Behind the scenes, the image is built once for each architecture and the results are merged into a single image manifest. Again, by default BuildKit builds the native platform without emulation, and the other with it.

Emulation can be very slow. So BuildKit also supports offloading the build to remote builder instances via an SSH connection to another Docker instance or connecting to a pod running in Kubernetes.

Note: BuildKit also supports launching a containerized version of itself on the local host, though not entirely useful for our cross-platform use-case.

By passing a CLI flag, you can build images for Intel or Arm CPUs, or both, regardless of your current machine's native architecture. But each approach comes with tradeoffs around build performance and infrastructure complexity.

Let's look at those approaches.

Option #1: Slow emulation

If a build asks for an architecture different from the native host's architecture, BuildKit uses its copy of QEMU to emulate the target CPU. This option requires no changes to the Dockerfile.

Let's take a look at what is happening with our multi-architecture example from above.

docker build --platform=linux/arm64,linux/amd64 .
Enter fullscreen mode Exit fullscreen mode

If you're running this build on a common CI provider, you're likely building on an x86 CPU. We also know from earlier that the image is built for each platform and then the result is merged. In this scenario, the linux/amd64 image is built natively and the linux/arm64 image is built using emulation.

This is functional, but can be painfully slow. Emulation slows down builds greatly depending on what's inside the Dockerfile, sometimes even by an order of magnitude or more. A reasonable 4-minute build could take 40+ minutes with emulation!

This speed reduction is expected and unavoidable considering what the emulator must do. All machine instructions from the target architecture to the host architecture must be translated back and forth, introducing latency to every machine instruction. So, it works, but it will never be fast.

Alternative: Cross-compilation

One way to avoid emulation entirely is by using one of the more advanced Dockerfile features: cross-compilation. It is mostly relevant for packaging compiled languages like Go, Rust, C/C++, etc.

Cross-compilation builds on top of multi-stage builds and works by one stage compiling your code for the target architecture and the other configures the runtime to be exported to the final image.
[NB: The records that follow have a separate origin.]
PR #347, opened 2026-08-17
Add root PHPStan configuration at level 5

pindab0ter:
Adds a root `phpstan.neon.dist` at level 5 so the package analyses itself, including the extension from #338. Adds `larastan/larastan`, `phpstan/phpstan-phpunit` and `phpstan/extension-installer`, and runs PHPStan in CI.

Builds on #338, so the diff includes its commits until that merges.

Level 5 rather than higher because level 6 takes it from 15 to 187 errors, nearly all `missingType.*` on unannotated signatures.

Getting to a clean run needed some type declaration fixes across `src` and three test files. No runtime behaviour changes. The one worth calling out: `ActionManager::$uniqueJobDecorator` was annotated `class-string<JobDecorator&ShouldBeUnique>` while `makeUniqueJob()` returns `UniqueJobDecorator`, so a custom decorator implementing `ShouldBeUnique` without extending `UniqueJobDecorator` would have violated the declared return type.

Also declares `friendsofphp/php-cs-fixer` in `require-dev`. It was installed and present in the lock but never declared, so `composer validate` flagged the lock as stale and `composer update` dropped it.

### DIFF
--- a/.github/workflows/phpstan.yml
+++ b/.github/workflows/phpstan.yml
@@ -19,9 +19,9 @@ jobs:
           extensions: dom, curl, libxml, mbstring, zip, pcntl, pdo, sqlite, pdo_sqlite, bcmath, intl
           coverage: none
 
-      # Analysis runs on a single dependency set. The baseline records line
-      # numbers and inferred types, so a prefer-lowest resolution would report
-      # errors that do not match it.
+      # Analysis runs on a single dependency set. Larastan infers different
+      # types across Laravel versions, so a prefer-lowest resolution would
+      # report errors the configuration does not account for.
       - name: Install dependencies
         run: composer update --prefer-dist --no-interaction
 
--- a/.github/workflows/phpstan.yml
+++ b/.github/workflows/phpstan.yml
@@ -1,0 +1,29 @@
+name: PHPStan
+
+on: [push, pull_request]
+
+jobs:
+  phpstan:
+    runs-on: ubuntu-latest
+
+    name: PHPStan
+
+    steps:
+      - name: Checkout code
+        uses: actions/checkout@v4
+
+      - name: Setup PHP
+        uses: shivammathur/setup-php@v2
+        with:
+          php-version: "8.4"
+          extensions: dom, curl, libxml, mbstring, zip, pcntl, pdo, sqlite, pdo_sqlite, bcmath, intl
+          coverage: none
+
+      # Analysis runs on a single dependency set. The baseline records line
+      # numbers and inferred types, so a prefer-lowest resolution would report
+      # errors that do not match it.
+      - name: Install dependencies
+        run: composer update --prefer-dist --no-interaction
+
+      - name: Run PHPStan
+        run: vendor/bin/phpstan analyse --no-progress
--- a/.gitignore
+++ b/.gitignore
@@ -6,6 +6,7 @@ build
 composer.lock
 coverage
 docs
+phpstan.neon
 phpunit.xml
 psalm.xml
 vendor
--- a/composer.json
+++ b/composer.json
@@ -27,9 +27,13 @@
         "lorisleiva/lody": "^0.7"
     },
     "require-dev": {
+        "friendsofphp/php-cs-fixer": "^3.0",
+        "larastan/larastan": "^3.0",
         "orchestra/testbench": "^9.0|^10.0|^11.0",
         "pestphp/pest": "^3.0|^4.0",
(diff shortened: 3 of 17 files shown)


lorisleiva:
Oh I've just noticed this follow-up PR sorry. Already published `v2.11.0`. Would you mind rebasing your changes now that #338 is published?

pindab0ter:
Done! And no worries, these changes should not affect any end user as they are only code quality related, so no need to create a new version for this IMO.

.github/workflows/phpstan.yml
```diff
@@ -0,0 +1,29 @@
...
+      - name: Setup PHP
+        uses: shivammathur/setup-php@v2
+        with:
+          php-version: "8.4"
+          extensions: dom, curl, libxml, mbstring, zip, pcntl, pdo, sqlite, pdo_sqlite, bcmath, intl
+          coverage: none
+
+      # Analysis runs on a single dependency set. The baseline records line
+      # numbers and inferred types, so a prefer-lowest resolution would report
+      # errors that do not match it.
```
trevor-cortex: This comment justifies the single dependency set by referencing a baseline, but the PR ships no `phpstan-baseline.neon` — errors are handled via `ignoreErrors` identifiers/patterns in the neon config, which are line-number-independent. The single-dependency-set choice is still sound (larastan's inferred types shift across Laravel versions), but consider rewording so the comment doesn't reference a baseline that doesn't exist — it'll confuse the next person who greps for one.

trevor-cortex (approved):
Adds a root `phpstan.neon.dist` at level 5 covering `src` and `tests`, wires up larastan/phpstan-phpunit via `extension-installer`, includes the package's own `extension.neon`, and runs the analysis in CI. The type fixes needed for a clean run are all annotation-level or trivially equivalent rewrites — I verified none of them change runtime behaviour:

- `ValidateActions::failedValidation()` / `prepareForValidation()`: return values were already discarded by the only caller (`validate()`), so dropping the `return` is safe.
- `AsJob::assertPushed()`: `Queue::getFacadeRoot()` + `pushed()` is behaviourally identical to the facade call; the `@var QueueFake` assumption matches the pre-existing requirement that the queue be faked.
- `ActionManager::identifyFromBacktrace()`: renaming the loop variable preserves the by-ref out-parameter assignment.
- The `$uniqueJobDecorator` narrowing to `class-string<UniqueJobDecorator>` is the right call — `makeUniqueJob()` already declared `UniqueJobDecorator` as its return type, so the old `JobDecorator&ShouldBeUnique` annotation permitted classes that would have violated it. Worth noting it does narrow the documented contract for `useUniqueJobDecorator()`: a custom decorator implementing `ShouldBeUnique` without extending `UniqueJobDecorator` was previously blessed by the docblock (even if broken in practice). If the published docs describe the interface-based approach, they may want a matching touch-up.

The neon config is well-commented — each `ignoreErrors` entry explains *why* the error is a false positive rather than just suppressing it, and the `method.notFound` ignore for `handle()` in the concerns correctly avoids the `@method` tag that would break the `laravelActions.missingHandle` rule. Excluding `tests/PHPStan/Fixtures` from analysis (but not scanning) is the right choice for deliberately-invalid fixture code.

Notes for subsequent reviewers:

- The CI job deliberately analyses a single dependency set (latest stable on PHP 8.4) rather than the test matrix — reasonable, since larastan output varies across Laravel versions. One inline note about the comment justifying this.
- `phpstan.neon` in `.gitignore` follows the standard `.dist` override pattern, consistent with `phpunit.xml`.
- The `(int)` casts in the two command tests change `null` to `0` if an argument were missing, but both tests always pass the arguments, so this is inert.

lorisleiva (approved):
Thanks! @pindab0ter Lmk if you wanna tackle some of Trevor's nits otherwise I'm happy to merge as-is.

pindab0ter:
I resolved Trevor's only nit 👍

vpratfr:
I'll go ahead and merge this PR if that's OK for you @lorisleiva : all checks pass, author has resolved all comments.

This should help with the other pending PRs: that will add a PHPStan check to all PRs.

vpratfr:
I will not create the minor release yet, will wait for a real new bugfix to create one, giving some time to revert this PR if @lorisleiva wants to.

lorisleiva:
Thanks for the merge @vpratfr, I don't think we need to release anything for this PR though as @pindab0ter mentioned since these are just internal changes that don't affect consumers.

PR #419, opened 2020-04-21
Add mouse support for the menu in edit and paint

### LINKED ISSUE #416: Mouse support for paint and edit menus
Currently, in order to access the menu bar of the `edit` and `paint` programs, you must press <kbd>Ctrl</kbd>. This is perfectly fine, but it's rather curious that you cannot use the mouse to either open or interact with the menu.

I think there's three bits of functionality we need here:
 - Clicking the menu bar will open it.
 - Clicking out of the menu bar will close it.
 - Clicking a button will close the menu bar, and act upon that action.

This is so obvious, I'm kinda mad I didn't do it years ago.

JakobDev:
Closes #416

### DIFF
--- a/src/main/resources/assets/computercraft/lua/rom/programs/edit.lua
+++ b/src/main/resources/assets/computercraft/lua/rom/programs/edit.lua
@@ -61,7 +61,12 @@ if peripheral.find("printer") then
 end
 table.insert(tMenuItems, "Exit")
 
-local sStatus = "Press Ctrl or click here to access menu"
+local sStatus
+if term.isColour() then
+    sStatus = "Press Ctrl or click here to access menu"
+else
+    sStatus = "Press Ctrl to access menu"
+end
 if #sStatus > w - 5 then
     sStatus = "Press Ctrl for menu"
 end
@@ -730,9 +735,9 @@ while bRunning do
             if param == 1 then
                 -- Left click
                 if cy < h then
-                    local newY = math.min( math.max( scrollY + cy, 1 ), #tLines )
-                    local newX = math.min( math.max( scrollX + cx, 1 ), #tLines[newY] + 1 )
-                    setCursor( newX, newY )
+                    local newY = math.min(math.max(scrollY + cy, 1), #tLines)
+                    local newX = math.min(math.max(scrollX + cx, 1), #tLines[newY] + 1)
+                    setCursor(newX, newY)
                 else
                     bMenu = true
                     redrawMenu()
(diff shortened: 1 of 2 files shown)


lupus590:
I case you have not noticed, you might want to fix the linter errors.

SquidDev:
I haven't done any thorough testing yet, but fiddling around on mobile, this looks really good. Thank you!

src/main/resources/assets/computercraft/lua/rom/programs/edit.lua
```diff
@@ -61,7 +61,7 @@ if peripheral.find("printer") then
 end
 table.insert(tMenuItems, "Exit")
 
-local sStatus = "Press Ctrl to access menu"
+local sStatus = "Press Ctrl or click here to access menu"
```
SquidDev, line 64: On normal computers, this should probably still show "Press Ctrl to access menu" - we don't have mouse support there!

src/main/resources/assets/computercraft/lua/rom/programs/fun/advanced/paint.lua
```diff
@@ -261,27 +261,58 @@ local function accessMenu()
...
             if selection == k then
                 term.setTextColour(colours.yellow)
                 local ox = term.getCursorPos()
                 term.write("[" .. string.rep(" ", #v) .. "]")
                 term.setCursorPos(ox + 1, h)
+                nStartPos = ox + 1
                 term.setTextColour(colours.white)
                 term.write(v)
-                term.setCursorPos(term.getCursorPos() + 1, h)
+                nEndPos = term.getCursorPos()
```
SquidDev, line 304: Is this missing a `+ 1`? We currently have this, which is a little broken:

Slightly broken menu

That said, do we need to keep track of the positions? You don't appear to within edit, which does end up being a little shorter/cleaner.

src/main/resources/assets/computercraft/lua/rom/programs/edit.lua
Lemmmy: Double check how the message looks on advanced pocket computers, might be worth trying to shorten it

E.g. changing 'access' to 'open'

SquidDev: Pocket computers have a shorter message anyway:

https://github.com/SquidDev-CC/CC-Tweaked/blob/da419b24e701229eee3afa06315969c5d2a4f972/src/main/resources/assets/computercraft/lua/rom/programs/edit.lua#L65-L67

Lemmmy: Perfect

This approach requires modifying your Dockerfile to make use of directives like FROM --platform=$BUILDPLATFORM and FROM --platform=$TARGETPLATFORM. The former tells BuildKit to run on the native host architecture, and the latter is emulated using the build target architecture.

With this, you can minimize the amount of emulation that is needed for the build to just the final stage. Which, hopefully, just has to copy artifacts into the image by cross-compiling your code in a previous stage.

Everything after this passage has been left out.